_Source data_.
PR #127, opened 2025-10-09
Add initial React + Vite frontend setup

LambertoKalisto:

PR #129, opened 2025-10-10
Docker & docker-compose for local dev

### LINKED ISSUE #119: Docker & docker-compose for local dev
**Title:** infra: add Dockerfiles and docker-compose for backend, frontend, Postgres, Redis

**Description:**
Provide containerized local environment for consistent development across machines.

**Checklist**

* [x] Create `Dockerfile.backend` for Django Python app.
* [ ] Create `Dockerfile.frontend` for React app (dev mode recommended).
* [x] Add `docker-compose.yml` with services: `backend`, `frontend`, `db` (Postgres), `redis` (optional for channels/notifications).
* [x] Add environment variable examples `env.example` for backend (DB_HOST, DB_USER...).
* [x] Document `docker-compose up --build` steps in README.
* [x] Ensure migrations run in compose (`command` or docs).

**Acceptance criteria**

* `docker-compose up --build` starts containers (backend may print migration errors but should start).
* Postgres container is accessible from backend container with provided env vars.

---
**Original Issue:** https://github.com/Project-Stage-Academy/Forum-PrSt-FullStack/issues/3
**Created by:** mehalyna
**Original creation date:** 2025-09-30T17:35:34Z

butuz0:
The creation of `Dockerfile.frontend` and the frontend service has been moved to a separate task, as it depends on PR #127.
The addition of the `redis` service has been postponed, since it will not be required until the implementation of notifications/messaging.


Tonnnya (approved):
:thumbsup:

kesshich (approved):

backend/apps/common/management/commands/wait_for_db.py
```diff
@@ -0,0 +1,18 @@
...
+
+class Command(BaseCommand):
+    """Django command to wait for database."""
+
+    def handle(self, *args, **options):
+        db_up = False
+        while not db_up:
+            try:
+                self.check(databases=['default'])
+                db_up = True
```
VovaD199, line 26: Now the while not db_up loop runs without sleep, meaning it instantly retries over and over again.
This can create CPU overhead or flood logs.

_Add time.sleep(1) between retries_

backend/apps/common/views.py
```diff
@@ -5,5 +5,6 @@
 
 class GetHealth(APIView):
     """ Simple health-check endpoint to check health. """
+
```
VovaD199, line 10: It is better to write the docstring in PEP 257 format (no space before quotes, capitalized, terminated with a period)

backend/requirements.txt
VovaD199, line 1: Please check your encoding settings, as this is currently showing as a BIN-file

VovaD199 (changes requested):

butuz0:
made all the requested changes

backend/requirements.txt
butuz0: changed encoding from UTF-16LE to UTF-8

backend/apps/common/management/commands/wait_for_db.py
```diff
@@ -0,0 +1,20 @@
...
```
mehalyna: No connection attempt timeout can cause infinite loop. Add a maximum retry count or timeout.
```
max_retries = 30
retries = 0
while not db_up and retries < max_retries:
    # existing code
    retries += 1
```

backend/apps/common/management/commands/wait_for_db.py
```diff
@@ -0,0 +1,20 @@
...
+            except (Psycopg2OpError, OperationalError):
+                self.stdout.write('Waiting for database to become available...')
+                time.sleep(1)
```
mehalyna: Catching broad OperationalError may mask unrelated errors. Limit exception handling to database connection errors only.
```
except (Psycopg2OpError, OperationalError) as e:
    if 'database' in str(e):
        self.stdout.write('Waiting for database to become available...')
        time.sleep(1)
    else:
        raise
```

mehalyna: Sleep interval is hardcoded and may slow startup. Make the sleep duration configurable via an argument or environment variable.
```
sleep_time = int(os.environ.get("DB_WAIT_SLEEP", 1))
time.sleep(sleep_time)
```

backend/scripts/run.sh
```diff
@@ -0,0 +1,9 @@
+#!/bin/bash
+
+set -o errexit
+set -o pipefail
+set -o nounset
+
+python manage.py wait_for_db
+python manage.py migrate --no-input
```
mehalyna: Missing error handling for 'wait_for_db' and 'migrate' commands. Add exit-on-error to prevent server start if migrations fail.
```
python manage.py wait_for_db || exit 1
python manage.py migrate --no-input || exit 1
```

backend/backend/settings.py
```diff
@@ -90,18 +89,20 @@
...
 DATABASES = {
     'default': {
-        'ENGINE': 'django.db.backends.sqlite3',
-        'NAME': BASE_DIR / 'db.sqlite3',
+        'ENGINE': 'django.db.backends.postgresql',
+        'NAME': os.environ.get('DB_NAME'),
+        'USER': os.environ.get('DB_USER'),
+        'PASSWORD': os.environ.get('DB_PASSWORD'),
+        'HOST': os.environ.get('DB_HOST'),
+        'PORT': os.environ.get('DB_PORT'),
```
mehalyna: Add a default port to avoid issues if env var is missing.
```
'PORT': os.environ.get('DB_PORT', '5432'),
```

backend/env.templates
```diff
@@ -1,8 +1,11 @@
 DJANGO_SECRET_KEY=your-secret-key
 DEBUG=True
 
-DB_ENGINE=django.db.backends.sqlite3
-DB_NAME=db.sqlite3
+DB_NAME=db
+DB_USER=user
+DB_PASSWORD=password
+DB_HOST=host
+DB_PORT=5432
```
mehalyna: Placeholder values fmay cause confusion. Add comments indicating these must be replaced.
```
DB_USER=user # Replace 'user' with your DB username
DB_PASSWORD=password # Replace 'password' with your DB password
DB_HOST=host # Replace 'host' with your DB host
```

backend/apps/common/views.py
```diff
@@ -4,6 +4,7 @@
 
 
 class GetHealth(APIView):
-    """ Simple health-check endpoint to check health. """
+    """Simple health-check endpoint to check health."""
+
     def get(self, request):
-        return Response({'status':'ok'}, status=status.HTTP_200_OK)
\ No newline at end of file
+        return Response({'status': 'ok'}, status=status.HTTP_200_OK)
```
mehalyna: Health endpoint does not check database connectivity. Verify DB connection for a more robust health check.
```
from django.db import connections
connections['default'].cursor()  # raises error if not connected
return Response({'status': 'ok'}, status=status.HTTP_200_OK)
```

mehalyna (changes requested):

backend/apps/common/views.py
butuz0: Django connects to the database on its own during middleware processing, so any request will fail if the database becomes unavailable

backend/env.templates
butuz0: done

backend/backend/settings.py
butuz0: done

backend/apps/common/management/commands/wait_for_db.py
butuz0: added customizable max retries limit

backend/apps/common/management/commands/wait_for_db.py
butuz0: done. also the connection approach has been changed to the low-level psycopg2.connect()

butuz0: done

backend/scripts/run.sh
butuz0: done

backend/apps/common/views.py
mehalyna: Thanks - good point, you’re half-right. Django *will* error on normal requests if the DB is unavailable **but** that behavior is not sufficient for robust liveness/readiness checks (and for K8s readiness probes / uptime dashboards). We still need an explicit, lightweight DB check for *health* endpoints and probe semantics.

Why explicit DB checks are needed:
- Kubernetes readiness should fail fast when DB is unreachable so traffic is not routed to a pod that can’t serve DB-backed endpoints. Relying on “Django will fail when it tries to hit the DB” is reactive and can route traffic to a pod that will immediately error for real users.
- Health dashboards / uptime monitoring expect a deterministic answer: can the app reach its DB right now? That is different from whether some later middleware will raise.
- Controlled behavior - we can return 503 with a meaningful message rather than an unhandled 500 with stack traces.
- Avoid noisy errors: the health check can be rate-limited / cached (TTL) so we don’t hammer the DB with probe traffic.

mehalyna (commented):
You're correct that normal requests will fail if DB is down, but we still need an explicit, deterministic DB check for readiness/liveness and monitoring.
You can add the readiness endpoint (or extend the PR) with the ensure_connection() + SELECT 1 pattern:  short cache TTL, unit tests for the positive and negative cases, and a brief ops doc describing probe usage.
Consequently, we can leave this issue on your own.

backend/apps/common/views.py
butuz0: You are right, i apologize. I have added an explicit db connection check

VovaD199 (approved):

mehalyna (approved):

PR #141, opened 2025-10-13
Implement User Django model + migrations

butuz0:

PR #152, opened 2025-10-14
Implements the GET /api/startups/{id}/ endpoint #64

Domanov-Vitalii:
Linked issue - https://github.com/Project-Stage-Academy/UA-4252-Python-FS/issues/64

Adds a endpoint `GET /api/startups/{id}/` to retrieve a startup's public profile data.

- Implements `StartupPublicProfileSerializer` to format the response based on the existing `StartupProfile` model.
- The serializer dynamically calculates `followers_count` and parses `tags`.
- Adds `StartupPublicProfileViewSet` to handle the `retrieve` action.
- Registers the new URL route.
- Includes comprehensive unit tests for the new endpoint, covering success cases, 404 errors, and response schema validation.


backend/apps/startups/tests.py
```diff
@@ -172,3 +178,98 @@ def test_foreign_key_relations(self):
         saved = SavedStartup.objects.create(**self.valid_data)
         self.assertEqual(saved.investor.user.email, "investor@example.com")
         self.assertEqual(saved.startup.user.email, "owner@smartvision.ai")
+
+
+class StartupPublicProfileAPITest(APITestCase):
+    def setUp(self):
+        self.user1 = User.objects.create(
+            username="startupuser1",
```
butuz0: User does not have username field. The User model no longer includes the username field. The final version of the custom user model was approved in PR #141

backend/apps/common/urls.py
```diff
@@ -1,6 +1,8 @@
 from django.urls import path
 from . import views
+from apps.startups.views import StartupPublicProfileViewSet
 
 urlpatterns = [
     path('health/', views.GetHealth.as_view()),
+    path('startups/<int:id>/', StartupPublicProfileViewSet.as_view({'get': 'retrieve'}), name='startupprofile-detail'),
```
butuz0: The common app is designed to contain shared functionality used across the entire project.
Since this endpoint belongs to the startups domain, it should have its own urls.py inside the startups app rather than being added to common/urls.py.

backend/apps/startups/tests.py
butuz0: The User model no longer includes the username field. The final version of the custom user model was approved in PR #141

butuz0 (changes requested):

butuz0 (approved):

redrembo24680 (approved):

backend/apps/common/urls.py
```diff
@@ -1,5 +1,6 @@
 from django.urls import path
 from . import views
+from apps.startups.views import StartupPublicProfileViewSet
```
VovaD199, line 3: This import is not used, so it should be removed.
Otherwise, the linter (flake8, pylint) or CI may indicate an “unused import”.

backend/apps/startups/serializers.py
```diff
@@ -0,0 +1,39 @@
...
+            return request.build_absolute_uri(obj.logo.url)
+        return None
+
+    def get_tags(self, obj):
+        if obj.partners_brands:
+            return [tag.strip() for tag in obj.partners_brands.split(',') if tag.strip()]
+        return []
+
+    def get_followers_count(self, obj):
+        return obj.savedstartup_set.count()
```
VovaD199: Method get_followers_count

_To do_.
Read the entries and select each line where the word "field" is found.

_Solution to this task_.
butuz0: User does not have username field. The User model no longer includes the username field. The final version of the custom user model was approved in PR #141
butuz0: The User model no longer includes the username field. The final version of the custom user model was approved in PR #141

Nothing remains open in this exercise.